3. Uroczystości pogrzebowe
Uroczystości żałobne rozpoczęły się we czwartek (25 października br.) o godz. 15.00 eksportą ciała z domu rodzinnego (przy ul. Wały Jagiellońskie 15, Horodło), do kościoła parafialnego w Horodle, gdzie o godz. 17.00 sprawowana była Msza św. żałobna za śp. ks. Marka, pod przewodnictwem bpa Mariusza Leszczyńskiego, a po niej został odprawiony różaniec.

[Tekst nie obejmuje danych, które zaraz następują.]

PR #579, opened 2026-04-06
fix(stores): add periodic WAL checkpoint and checkpoint on close

### LINKED ISSUE #502: fix(stores): add periodic WAL checkpoint and checkpoint on close
## Problem

`SqliteStore` enables WAL mode (`PRAGMA journal_mode=WAL`) but never checkpoints — not periodically, not on shutdown. With 3 long-lived processes (hub, telegram, discord) sharing DB files, SQLite's auto-checkpoint (`wal_autocheckpoint=1000`) is effectively blocked because there's almost always a reader holding the WAL open.

### Current behavior

1. `_open_db()` enables WAL + `busy_timeout=30000`
2. Long-lived `aiosqlite.Connection` per store, one per process
3. `close()` calls `aiosqlite.Connection.close()` — no explicit checkpoint
4. Auto-checkpoint blocked by concurrent readers across processes

### Observed on production (2026-04-03)

| DB | DB size | WAL size | Ratio |
|----|---------|----------|-------|
| `turns.db` | 784K | 1.2MB | **152%** |
| `message_index.db` | 220K | 410K | **187%** |
| `discord.db` | 68K | 64K | **95%** |

WALs growing larger than the DBs themselves. Manual `PRAGMA wal_checkpoint(TRUNCATE)` flushed all pages successfully.

### Potential issues

1. **WAL grows unbounded** — over weeks/months, accumulates dead weight
2. **Backup inconsistency** — `.db` file is stale without the WAL; backup tools that copy only `.db` get incomplete data
3. **Startup recovery cost** — on restart, SQLite replays the entire WAL
4. **Disk space waste** — checkpointed WAL pages are never reclaimed

## Target behavior

1. **Periodic checkpoint** — background `asyncio.Task` in `SqliteStore` runs `PRAGMA wal_checkpoint(TRUNCATE)` every 30 minutes
2. **Checkpoint on close** — `close()` runs `PRAGMA wal_checkpoint(TRUNCATE)` before `aiosqlite.close()`
3. **WAL stays bounded** — never exceeds a few MB regardless of uptime
4. **Backups are safe** — external backup cron can copy `.db` files knowing they're up to date

## Implementation notes

- Add to `SqliteStore` base class so all stores benefit
- Start the background task in `_open_db()`, cancel in `close()`
- `TRUNCATE` mode resets WAL to zero bytes (vs `PASSIVE` which leaves the file)
- Checkpoint interval could be configurable via class attribute (default 1800s)
- Log checkpoint results at DEBUG level

## Files

- `src/lyra/core/stores/sqlite_base.py` — main change

MickaelV0:
## Summary
- Add periodic WAL checkpoint background task (every 30 min) to `SqliteStore` base class — prevents WAL from growing unbounded across long-lived hub/adapter processes
- Add checkpoint-on-close so every clean shutdown flushes the WAL to the main DB file

## Lifecycle

| Phase | Artifact | Status |
|-------|----------|--------|
| Intent | #502: fix(stores): add periodic WAL checkpoint and checkpoint on close | Open |
| Implementation | 1 commit on `feat/502-fix-stores-wal-checkpoint` | Complete |
| Verification | Lint ✅ Typecheck ✅ Tests ✅ (9 new) | Passed |

## Test Plan
- [ ] All 9 new WAL tests pass (`tests/core/test_sqlite_base_wal.py`)
- [ ] Existing store tests pass without regression (64 total)
- [ ] On production: verify WAL files truncate to 0 bytes after restart

Closes #502

---

### DIFF
--- a/src/lyra/core/stores/sqlite_base.py
+++ b/src/lyra/core/stores/sqlite_base.py
@@ -2,7 +2,9 @@
 
 from __future__ import annotations
 
+import asyncio
 import logging
+import sqlite3
 from pathlib import Path
 
 import aiosqlite
@@ -22,11 +24,29 @@ class SqliteStore:
             # any extra setup (cache warming, etc.)
 
     ``_open_db`` is idempotent — calling it when already connected is a no-op.
+
+    WAL management
+    --------------
+    SQLite WAL mode is enabled on every connection.  Without periodic
+    checkpointing the WAL file grows unbounded when long-lived readers prevent
+    SQLite's automatic checkpoint from running.
+
+    This class handles checkpointing in two ways:
+
+    * **On close** — ``close()`` runs ``PRAGMA wal_checkpoint(TRUNCATE)`` before
+      closing the connection so the WAL is flushed on every clean shutdown.
+    * **Periodic** — a background ``asyncio.Task`` runs the same pragma every
+      ``_wal_checkpoint_interval`` seconds (default 30 min) while the store is
+      open.  This keeps the WAL bounded during long-running processes.
     """
+
+    #: Seconds between periodic WAL checkpoints.  Override in subclass to tune.
+    _wal_checkpoint_interval: int = 1800
 
     def __init__(self, db_path: str | Path) -> None:
         self._db_path = str(db_path)
         self._db: aiosqlite.Connection | None = None
+        self._checkpoint_task: asyncio.Task[None] | None = None
 
     def _require_db(self) -> aiosqlite.Connection:
         """Return the open connection or raise RuntimeError."""
@@ -47,9 +67,56 @@ class SqliteStore:
         for stmt in ddl or []:
             await self._db.execute(stmt)
         await self._db.commit()
+        self._checkpoint_task = asyncio.get_event_loop().create_task(
+            self._run_periodic_checkpoint(),
+            name=f"wal-checkpoint:{self._db_path}",
+        )
+
+    async def _checkpoint(self) -> None:
+        """Run ``PRAGMA wal_checkpoint(TRUNCATE)`` and log the result.
+
+        Best-effort — logs and returns silently on ``OperationalError`` (e.g.
+        active transaction on the connection, or concurrent readers blocking
+        the truncation).  The WAL will be checkpointed on the next opportunity.
+        """
+        db = self._db
+        if db is None:
+            return
+        try:
+            async with db.execute("PRAGMA wal_checkpoint(TRUNCATE)") as cur:
+                row = await cur.fetchone()
+        except sqlite3.OperationalError as exc:
+            log.debug("WAL checkpoint skipped (db=%s): %s", self._db_path, exc)
+            return
+        if row is not None:
+            busy, log_pages, checkpointed = row
+            log.debug(
+                "WAL checkpoint: db=%s busy=%s log=%s checkpointed=%s",
+                self._db_path,
+                busy,
+                log_pages,
+                checkpointed,
+            )
+
+    async def _run_periodic_checkpoint(self) -> None:
+        """Background task: checkpoint WAL every ``_wal_checkpoint_interval`` s."""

Mszy św. pogrzebowej w piątek (26 października 2012 r.) w kościele parafialnym pw. św. Jacka w Horodle, o godz. 13.00 przewodniczył Pasterz Diecezji Bp Marian Rojek, który w homilii powiedział, że: „Jednym z charakterystycznych znaków jaki pojawia się podczas pogrzebów jest zapalony paschał, przywołujący chrześcijańską nadzieję i prawdę o zwycięstwie Chrystusa nad śmiercią. Taki sam paschał rozpalony ogniem podczas Liturgii Wielkiej Soboty, obecny był w obrzędach chrztu świętego, tu w rodzinnej parafii kiedy nasz zmarły ks. Marek został włączony do społeczności jednego, świętego, powszechnego i apostolskiego Kościoła Jezusa Chrystusa. To Zmartwychwstały Jezus Chrystus jest źródłem ludzkiej nadziei, pozwalającej w śmierci widzieć bramę do życia wiecznego, a nie tylko kres naszej ludzkiej egzystencji. Śp. ks. Marek doskonale znał obraz świata ludzkich ciemności, pośród którego zagubieni siostry i bracia szukali światła, ratunku dla siebie, dla swego życia, dla własnej wiecznej szczęśliwości. Jako kapłan i spowiednik przez 9 lat posługujący w konfesjonale, doświadczał jak wiele ludzkich serc pojednało się z Bogiem. Wreszcie w osobistym doświadczeniu człowieka dźwigającego krzyż choroby i cierpienia, wskazywał innym Chrystusa, jako światło i nadzieję życia. Jestem przekonany że ks. Marek, który był wywarzony w swoich słowach i przywiązywał wielką uwagę do tego, aby konkretnie i zwięźle przedstawiać swoją myśl, gdybyśmy go teraz zapytali: Co dla niego jest najważniejsze w postawie chrześcijańskiego życia? To podkreśliłby, iż tym co daje mu w każdej chwili największą nadzieję to pewność, że jesteśmy ludźmi zawsze oczekiwanymi przez Pana Boga w Jego wiecznym Królestwie”.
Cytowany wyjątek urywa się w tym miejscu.